2017/11/01
今、世界の音楽シーンを席捲するフューチャー・ソウル。海外ではロバート・グラスパーやハイエイタス・カイヨーテといった強力アーティストが名を轟かせるが、国内でも数々のアーティストが注目を集めている。そしてそのなかでも群を抜いて強い輝きを放つのがWONKだ。彼らは昨年デビューしたにも関わらず、早くも【SUMMER SONIC 2017】や【第16回 東京JAZZ】に出演。また、ホセ・ジェイムズの作品にもリミキサーとして参加し、ヨーロッパツアーも成功させるなど、海外からも熱視線が注がれている。
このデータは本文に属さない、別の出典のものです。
PR #212, opened 2016-12-08
Change test names for EnvironmentGateway

kursatkobya:
- small changes for consistency

### DIFF
--- a/libsoftwarecontainer/src/gateway/environment/envgateway.h
+++ b/libsoftwarecontainer/src/gateway/environment/envgateway.h
@@ -39,6 +39,5 @@ public:
     bool teardownGateway();
 
 private:
-    bool m_enabled = false;
     EnvironmentVariables m_variables;
 };
--- a/libsoftwarecontainer/unit-test/envgatewayparser_unittest.cpp
+++ b/libsoftwarecontainer/unit-test/envgatewayparser_unittest.cpp
@@ -48,7 +48,7 @@ public:
 /*
  * Test that not supplying a name fails
  */
-TEST_F(EnvGatewayParserTest, TestNoName) {
+TEST_F(EnvGatewayParserTest, NoName) {
     const std::string config = "{ \"value\": \"" + value + "\" }";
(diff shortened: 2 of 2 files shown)


libsoftwarecontainer/src/gateway/environment/envgateway.cpp
```diff
@@ -26,7 +26,8 @@
 #include "envgatewayparser.h"
 
 EnvironmentGateway::EnvironmentGateway() :
-    Gateway(ID)
+    Gateway(ID),
+    m_enabled(false)
```
tobsan: This variable is never used.

libsoftwarecontainer/src/gateway/environment/envgateway.h
```diff
@@ -39,6 +39,6 @@ class EnvironmentGateway :
     bool teardownGateway();
 
 private:
-    bool m_enabled = false;
+    bool m_enabled;
```
tobsan: This variable is never used.

tobsan (changes requested):
Good change of test names, just remove the unused variable and I'm satisfied.

tobsan (approved):

libsoftwarecontainer/unit-test/envgatewayparser_unittest.cpp
```diff
@@ -99,7 +99,7 @@ TEST_F(EnvGatewayParserTest, TestValidConfModeSet) {
     ASSERT_EQ(result.second, value);
```
thenor, line 99: Is there any risk that these re-used variables (result and store) are not cleared as they should and can affect other test cases? I understand that it looks a bit cleaner to not create the variables in every test case, but this type of coding style makes me a bit nervous, since the variables are never cleaned/cleared before the test case finishes.

thenor: Internet says "no risk". :)

thenor (approved):

PR #213, opened 2016-12-08
WIP: Introduces a feature summary printout from cmake

tobsan:
Also does a bit of cmake cleanup

### DIFF
--- a/CMakeLists.txt
+++ b/CMakeLists.txt
@@ -23,8 +23,10 @@ project(softwarecontainer)
 
 set(CMAKE_MODULE_PATH ${CMAKE_MODULE_PATH} ${CMAKE_CURRENT_SOURCE_DIR}/cmake_modules)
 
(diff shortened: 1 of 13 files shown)


CMakeLists.txt
```diff
@@ -23,8 +23,9 @@ project(softwarecontainer)
 
 set(CMAKE_MODULE_PATH ${CMAKE_MODULE_PATH} ${CMAKE_CURRENT_SOURCE_DIR}/cmake_modules)
 
-# load GNUInstallDirs module
+# load some cmake modules
```
breakreturn: I think this comment should explain why we use these modules, the fact that we import them is obvious.

breakreturn (changes requested):
Had a minor comment only.

DunderRoffe (approved):

tobsan:
Apparently I forgot some settings from the config file. Will update!

PR #219, opened 2016-12-12
Adds ListCapabilities on the D-BUS API

tobsan:
Both unit tests, service tests and user docs are updated as part of
this.

### DIFF
--- a/agent/src/softwarecontaineragentadaptor.cpp
+++ b/agent/src/softwarecontaineragentadaptor.cpp
@@ -73,6 +73,13 @@ bool SoftwareContainerAgentAdaptor::SetGatewayConfigs(
     return m_agent.setGatewayConfigs(containerID, configs);
 }
 
+void SoftwareContainerAgentAdaptor::ListCapabilities(std::vector<std::string> &capabilities,
+                                                     bool &success)
+{
+    capabilities = m_agent.listCapabilities();
+    success = true; // This operation can not fail
+}
+
 bool SoftwareContainerAgentAdaptor::SetCapabilities(
     const int32_t &containerID,
     const std::vector<std::string> &capabilities)
--- a/agent/src/softwarecontaineragentadaptor.cpp
+++ b/agent/src/softwarecontaineragentadaptor.cpp
@@ -11,6 +11,16 @@ SoftwareContainerAgentAdaptor::SoftwareContainerAgentAdaptor(SoftwareContainerAg
 {
 }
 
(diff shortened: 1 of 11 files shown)


agent/src/softwarecontaineragentadaptor.cpp
```diff
@@ -73,6 +73,13 @@ bool SoftwareContainerAgentAdaptor::SetGatewayConfigs(
     return m_agent.setGatewayConfigs(containerID, configs);
 }
 
+void SoftwareContainerAgentAdaptor::ListCapabilities(std::vector<std::string> &capabilities,
+                                                     bool &success)
+{
+    capabilities = m_agent.listCapabilities();
+    success = true; // This operation can not fail
```
thenor: Why do you want/need a success flag if it can't fail?

thenor (approved):

agent/src/softwarecontaineragentadaptor.cpp
tobsan: Mostly for consistency in the API. Everywhere where we have some value returned, we also return whether or not the call was successful. This is to avoid relying on magic values.

agent/unit-test/configstore_unittest.cpp
```diff
@@ -118,6 +118,20 @@ TEST_F(ConfigStoreTest, readConfigFetchOneCap) {
     ASSERT_FALSE(retGWs.empty());
 }
 
+/* Getting all capability names after reading a service manifest should
+ * result in getting all those names that are listed in the manifest file.
+ */
+TEST_F(ConfigStoreTest, readConfigFetchAllCaps) {
+    FilteredConfigStore cs = FilteredConfigStore(testDataDir + sm_path);
```
breakreturn: Please take the opportunity to change the variables that are named differently than the others (and also not according to the style guide).

breakreturn (changes requested):

agent/src/softwarecontaineragentadaptor.cpp
DunderRoffe: That does not seem like a good reason to me.
I think there should always be a purpose to a return value otherwise users might end up getting false positives.

breakreturn (approved):

agent/src/softwarecontaineragentadaptor.cpp
tobsan: I've updated this PR where the success is removed both for ListCapabilities and for List (listing of containers). Neither change the state of anything, so this should be safe.

PR #221, opened 2016-12-13
Add whitelisting policy to Pulse Gateway

kursatkobya:


breakreturn (approved):

libsoftwarecontainer/src/gateway/pulsegateway.cpp
```diff
@@ -23,20 +23,33 @@
...
 }
 
 PulseGateway::~PulseGateway()
 {
 }
 
+bool PulseGateway::getConfValue(void)
+{
+    return m_enableAudio;
+}
```
tobsan: I don't like having this method only for being able to write tests. In that case it is better to break out activation into checking the value and calling another method for doing the work. Then, a test gateway could mock off the second method and could check that that second method is being called (because it will only be called if `m_enabled` is true)

tobsan (changes requested):

libsoftwarecontainer/src/gateway/pulsegateway.cpp
kursatkobya: Too much effort for just one variable, but unfortunately you are right :)
i will do it

tobsan (approved):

そんな飛ぶ鳥を落とす勢いのWONKが、9月発表のツインアルバム【Castor】【Pollux】を携えて、10月27日、Billboard Live OSAKAに登場した。世界水準を越えていった彼らの極上ライブの模様をご報告しよう。
この日、1st・2ndステージ共に満席。2ndに至っては立ち見までいっぱいという状況。しかもプレス関係者の姿も多く、彼らの注目度の高さをうかがわせる。加えて興味深いのは、客席に若い層や女性の姿も多いこと。WONKの音楽が、コアな音楽ファンはもちろんのこと、高感度の若いミュージックラバーたちも幅広くとりこにしている証しだろう。そんないつもと少し気配の異なる会場は、Kosuke HaradaによるDJプレイでクラブのムードを濃厚に…。リラックスしながらも期待が高まるなか、ライブはスタートした。
まず姿を見せたのは荒田(D)。そして彼のドラムに乗せてメンバーが一人、また一人と舞台へ。時間と空間を切り離すことなく地続きとなるライブを予感させる。そしてその空気感のまま、スムーズに音世界へと観客を誘い始める。もちろん楽曲はニューアルバムからセレクトされ、そのなでるようなピアノの音色や重さのあるベースにゾクゾクさせられると、いっきにWONKワールドへ。メロウなボーカルも重なって耳心地も最高。高まる気分はアンダーグラウンドの鋭さを隠し味にしたナンバーでさらに上昇する。弾けるリズム、切り裂くSyn、ラフなSax、表情豊かな音は時代もジャンルも越えて一つになり刺激的な音体験をもたらす。出だしのリラックスムードから、気付けば自然と血が騒ぐ興奮へ。それはメンバーも同じなのか、長塚(Vo)がロックバンドのように「初めてのBillboard Live OSAKA、めちゃくちゃ楽しみにしてました。盛り上がっていきましょう!」と煽り、笑顔を見せる。…かと思えば、清らかなフルートやファルセットの歌声もパッケージして心地良く翻弄。客席は大きく手を振る人もいれば、恍惚の表情を浮かべる人も…と、聴く側の自由度も高い。これがWONKの世界なのだろう。またどこか不気味ささえたたえたメロディを響かせる【Feelin' You (Y.N.K)】では青いライトに照らされて深海のような音世界にしておいてから、ドラムのインプロヴィゼーションで浮上。会場からはFu!の大歓声が上がるのは必然だ。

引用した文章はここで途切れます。